Quel che è certo, come conferma il diplomatico O’Flaherty, è che dalla settimana prossima Downing Street riprenderà i negoziati Brexit, che entreranno nel vivo e rimarranno la priorità assoluta nell’agenda britannica. Cosa deve aspettarsi l’Ue? Per il n. 2 di Banca d’Italia Signorini, che il 26 aprile aveva riferito in un’audizione alla Camera degli effetti economici della Brexit, “lo scenario meno probabile è quello di un accordo con l’Ue in stile Efta o Eea, perché sarebbe l’ipotesi meno consigliabile”. Rimane invece aperta la possibilità che il Regno Unito divenga un paese terzo alla stregua di tutti gli stati non-Ue, sottoponendo la regolamentazione degli scambi commerciali al Wto (World Trade Organization), ma sarebbe “una Brexit molto dura, senza neanche un accordo commerciale”. Parlando ai parlamentari in aprile, Signorini aveva minimizzato l’impatto Brexit sull’Italia, assicurando che “non c’è motivo di aspettarsi grandi ripercussioni dirette e immediate sull’economia e sul sistema bancario” e che “le relazioni finanziarie italiane con il Regno Unito risultano meno strette rispetto a quelle degli altri principali paesi europei, sia per gli investimenti di portafoglio sia per quelli diretti”. Meno ottimista appare Stefano Micossi, che guarda preoccupato al ridimensionamento della City of London, centro finanziario di livello non solo europeo ma globale: “gli obiettivi dei mercati finanziari europei sono tutti a Londra, non stiamo parlando di qualche transazione. Non bisogna scordarsi il costo di smantellare un intero mercato”.
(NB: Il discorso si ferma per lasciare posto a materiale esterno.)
PR #1643, opened 2026-06-01
fix(think): route a stream-stall watchdog abort into bounded recovery (#1626)

### LINKED ISSUE #1626: discussion: route a stream-stall watchdog abort into bounded recovery instead of a terminal error
## Summary

The inactivity watchdog added in #1623 (`Think.chatStreamStallTimeoutMs`) currently turns a hung model stream into a **terminal** error. That fixes the "infinite spinner" — but for the common cause (a transient provider/transport hang, often during the same deploy churn the rest of #1623 hardens against), a bounded **retry/continue** would recover the turn instead of failing it. This issue is to discuss whether and how to route a watchdog stall into the existing recovery path.

Filing as a discussion because there are real trade-offs (idempotency, distinguishing a stall from a genuine model error, opt-in vs default).

Related: #1623 (watchdog + recovery hardening).

## Current behavior

When no UI-message-stream chunk arrives within `chatStreamStallTimeoutMs`, the watchdog (`_iterateWithStallWatchdog`):

1. emits a `chat:stream:stalled` observability event,
2. calls `abortRequest(requestId)` to tear down the upstream model stream,
3. throws, so the read loop (`_streamResult` / `_streamResultToRpcCallback`) exits its `catch`, which:
   - marks the resumable stream errored and broadcasts a terminal `done + error` frame,
   - calls `onChatError(error, { stage: "stream", messagesPersisted: true })`,
   - fires `onChatResponse` with `status: "error"`.

So the turn ends terminally. The user must re-send.

## Why a stall is *not* currently recovered

Think's chat recovery (`_beginChatRecoveryIncident` → `_chatRecoveryContinue` / `_chatRecoveryRetry`) is triggered by **Durable Object interruption**: an interrupted fiber snapshot is detected on restart (deploy / eviction / process restart). A stall is different — it happens **inside a live isolate** that never restarts, so no fiber-recovery scan runs and the bounded-recovery machinery is never entered.

## Proposal (for discussion)

Treat a watchdog stall like a recoverable interruption: instead of failing terminally, schedule a continuation through the existing bounded-recovery path so a transient hang is retried within budget.

The pieces to make this safe mostly already exist from #1623:

- **Settled tool durability** — `tool-output-available` / `tool-output-error` chunks are flushed immediately (#1621), so a continuation re-anchors without re-running completed (often non-idempotent) tool calls.
- **Transcript repair** — an interrupted/abandoned tool call is preserved as an errored result, so the continuation transcript is provider-valid.
- **Trailing-assistant checkpoint** — `ensureValidContinueCheckpoint` already lets a continuation resume after a partial assistant turn without a prefill 400.
- **Bounded budget** — `maxAttempts` + the 15-min wall-clock window + progress-aware reset already cap retries, so a persistently-hanging provider can't loop forever; a stall-retry should consume the same incident budget.

Sketch: on stall, persist the partial assistant message (already happens in the error path), open/advance a recovery incident with a `recoveryKind` like `"stall"` (or reuse `"continue"`), and schedule `_chatRecoveryContinue` rather than emitting the terminal error — falling back to terminal only once the budget is exhausted (mirroring how `stable_timeout` now reschedules).

## Open questions

- **Opt-in or default?** The watchdog itself is opt-in (`chatStreamStallTimeoutMs = 0`). Should stall-recovery be automatic once the watchdog is enabled, or a separate flag (e.g. `chatStreamStallTimeoutMs: { ms, recover: true }`)?
- **Stall vs genuine model error.** A provider that returns a hard error mid-stream is different from a silent hang. Today both hit the same terminal path. Should only the *watchdog-triggered* abort be retried, while in-band errors stay terminal? (The watchdog already has a distinct signal — `chat:stream:stalled` — so they're distinguishable.)
- **Idempotency of the in-flight step.** Settled tool calls are durable, but a tool that was *mid-execution* when the stall fired is not. Re-anchoring would re-run it. Is that acceptable (it's the same guarantee as a deploy-interrupted turn), or should stall-recovery only continue when no tool call is in flight?
- **Interaction with the abort.** The watchdog calls `abortRequest`, which aborts the turn's signal. A continuation would need a fresh request context — same as the existing continuation path, but worth confirming the aborted signal doesn't leak into the retry.
- **AIChatAgent.** The watchdog is Think-only (AIChatAgent delegates the read loop to `onChatMessage`). Stall-recovery would be Think-only too. Acceptable?

## Scope / non-goals

- Not changing the default (`chatStreamStallTimeoutMs` stays `0`/off).
- Not adding a new recovery budget — reuse the existing incident budget and wall-clock ceiling.
- Not auto-retrying genuine, fast model errors (those are usually deterministic and would just re-fail).

## References

- `packages/think/src/think.ts` — `_iterateWithStallWatchdog`, `_streamResult` / `_streamResultToRpcCallback`, `_beginChatRecoveryIncident`, `_chatRecoveryContinue`, `_rescheduleRecoveryAfterStableTimeout`, `ensureValidContinueCheckpoint`
- `chatStreamStallTimeoutMs` config and `chat:stream:stalled` observability event (#1623)
- Settled-tool durability (#1621) and transcript-repair behavior that make a continuation safe

threepointone:
## Summary

Closes #1626. When `chatStreamStallTimeoutMs` is set and the inactivity watchdog fires on a **hung model/transport stream** (a provider that parks without ever throwing), the turn was failed **terminally**. A stall is really just another interruption — like a deploy or eviction — so it is now routed into the **same bounded chat-recovery path**: the settled partial is preserved, a continuation is scheduled, and the turn resumes. A transient hang (the common cause under deploy churn) recovers automatically; a persistently hanging provider still terminalizes once the recovery budget is exhausted — the watchdog's original "kill the infinite spinner" guarantee, now after bounded retries.

This removes the last framework gap behind a customer's stall-watchdog→terminal hack (g3's `classifyWatchdogTick` + manual stall→terminal path).

## Design decisions

- **Automatic when the watchdog is enabled + `chatRecovery` is on (the Think default) — no new config.** A `{ ms, recover }` flag would be exactly the new-API knob we avoid; a stall routing through the existing recovery (like every other interruption) is the consistent default. The "fail fast" knob is the existing `maxAttempts`/budget. With `chatRecovery` **off**, a stall stays terminal as before.
- **Reuses the existing incident budget** (`maxAttempts` + 15-min wall-clock + no-progress window + progress-aware reset). No new budget. Boundedness is inherited from `_beginChatRecoveryIncident`.
- **Only the watchdog abort routes to recovery** — in-band model errors stay terminal (distinguished by a dedicated `ChatStreamStalledError`).
- **Idempotency matches deploy recovery:** settled tool results are durable (not re-run); a tool mid-execution when the stall fired re-runs on the continuation.
- **Think-only** (the watchdog is Think-only; `AIChatAgent` delegates the read loop).

## Implementation

- `_iterateWithStallWatchdog` throws a distinct **`ChatStreamStalledError`** so the read-loop catch can tell a stall from an in-band error.
- New **`_routeStallToBoundedRecovery`** — gated on chatRecovery enabled — opens/advances a recovery incident and schedules `_chatRecoveryContinue` (with `recoveredRequestId` when a submission is running), or returns `false` when the budget is exhausted so the caller falls through to the existing terminal path.
- Both stream paths (`_streamResult`, `_streamResultToRpcCallback`) branch their catch: persist the settled partial (re-anchor), route to recovery, and suppress the terminal error frame when a continuation is scheduled (the continuation owns the real terminal outcome).

## Tests

- **Unit** (`think-session.test.ts`): a stall on the first inference recovers via the scheduled continuation (no terminal error, the continuation streams to completion). The existing watchdog→terminal test now runs with `chatRecovery` off — the no-recovery gate. (Full think suite green: **469**.)
- **E2E** (`stall-recovery.test.ts`, real `wrangler dev` — **no process kill**, since a stall is an in-isolate hang): the model stalls the first inference then streams; the watchdog fires, the framework's **real alarm** fires the scheduled continuation, and the turn completes with the continuation's output and **no orphaned fiber rows**.

## Verification

- `npm run check` clean (91 projects); think unit suite **469**; new stall-recovery e2e green.

## Test plan

- [x] Unit: stall → recovery (recover) + watchdog → terminal (recovery off)
- [x] E2E: real-alarm stall→recovery, no orphaned fibers
- [x] `npm run check` clean


threepointone:
/bonk do a deep review on this, look for edge cases, is the ux/dx good and tuneable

Tre sono gli scenari che Begg prevede per la Brexit sulla scia delle elezioni. In un primo caso, Theresa May rimane in carica e guida i negoziati, insiste sul controllo dell’immigrazione e tira fuori il Regno Unito dalla Corte di Giustizia Europea. Ma in questo caso Begg prevede “un empasse sul divorce bill”, ovvero il conto da pagare all’UE per la Brexit. In un secondo scenario May sacrificherà il tema immigrazione e darà priorità alla permanenza nel mercato unico, anche se non è chiaro se in tal caso il Regno Unito resterebbe anche nell’unione doganale o meno. Il terzo scenario possibile è infine quello di un passo indietro sull’art. 50, che rimetterebbe in gioco la Brexit. A Downing Street come a Bruxelles però questa evenienza è vista come pura fantascienza.